PR #1292, opened 2021-04-07
RD-1839 RD-1840 Use renamed and stable properties

Gelio:
The recently-added environments-related deployment properties are now present in the API responses, so we can safely use them, thus, they no longer need to be optional (RD-1839)

The latest execution progress properties were prefixed with `latest_execution_`, so they had to be renamed in the fixture and the code (RD-1840)

## System tests

https://jenkins.cloudify.co/blue/organizations/jenkins/Stage-UI-System-Test/detail/Stage-UI-System-Test/406/pipeline

Ran 2021-04-07 13:22 CEST

### DIFF
--- a/widgets/deploymentsView/src/types.ts
+++ b/widgets/deploymentsView/src/types.ts
@@ -32,14 +32,13 @@ export interface Deployment {
     latest_execution_status: LatestExecutionStatus;
     deployment_status: DeploymentStatus;
     installation_status: InstallationStatus;
-    // TODO(RD-1839): make properties required after they are stable in the backend
-    environment_type?: string;
+    environment_type: string;
     latest_execution_total_operations: number;
     latest_execution_finished_operations: number;
-    sub_services_count?: number;
-    sub_services_status?: SubdeploymentStatus;
-    sub_environments_count?: number;
-    sub_environments_status?: SubdeploymentStatus;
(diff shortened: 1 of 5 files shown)


widgets/deploymentsView/src/types.ts
```diff
@@ -32,14 +32,13 @@ export interface Deployment {
...
-    sub_services_status?: SubdeploymentStatus;
-    sub_environments_count?: number;
-    sub_environments_status?: SubdeploymentStatus;
+    environment_type: string;
+    latest_execution_total_operations: number;
+    latest_execution_finished_operations: number;
+    sub_services_count: number;
+    sub_services_status: SubdeploymentStatus | null;
+    sub_environments_count: number;
+    sub_environments_status: SubdeploymentStatus | null;
```
Gelio, line 41: The statuses can be `null` when there are no children

qooban (approved):

kubama (approved):

Gelio:
The system tests passed, and I assume @qooban is still approving the PR (the approval was dismissed because I pushed a commit to remove an unnecessary import), meaning I should be good to go with both approvals :slightly_smiling_face: Thus, I'm merging the PR

qooban:
Sure, no issues 👍🏻 🙂

PR #1293, opened 2021-04-07
RD-1619 Changing pages layout for CaaS

alexmolev:


alexmolev:
The new layout for CaaS to simplify the navigation for the users.

image

qooban (approved):
Looking at: RD-1619 got some questions:
* Does "Should contain Local Blueprints only" mean that you want also to remove Composer Link widget?
* Does "Should contain Deployments only" mean that you want also to remove Create Deployment button widget and Resource Filter widget?

If the answer for both questions is no, then it looks good.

------------------------

AIM OF THE EXERCISE: For each line above that holds the string "number", provide a copy of that line.

FINAL ANSWER:
     latest_execution_total_operations: number;
     latest_execution_finished_operations: number;
-    sub_services_count?: number;
-    sub_environments_count?: number;
-    sub_environments_count?: number;
+    latest_execution_total_operations: number;
+    latest_execution_finished_operations: number;
+    sub_services_count: number;
+    sub_environments_count: number;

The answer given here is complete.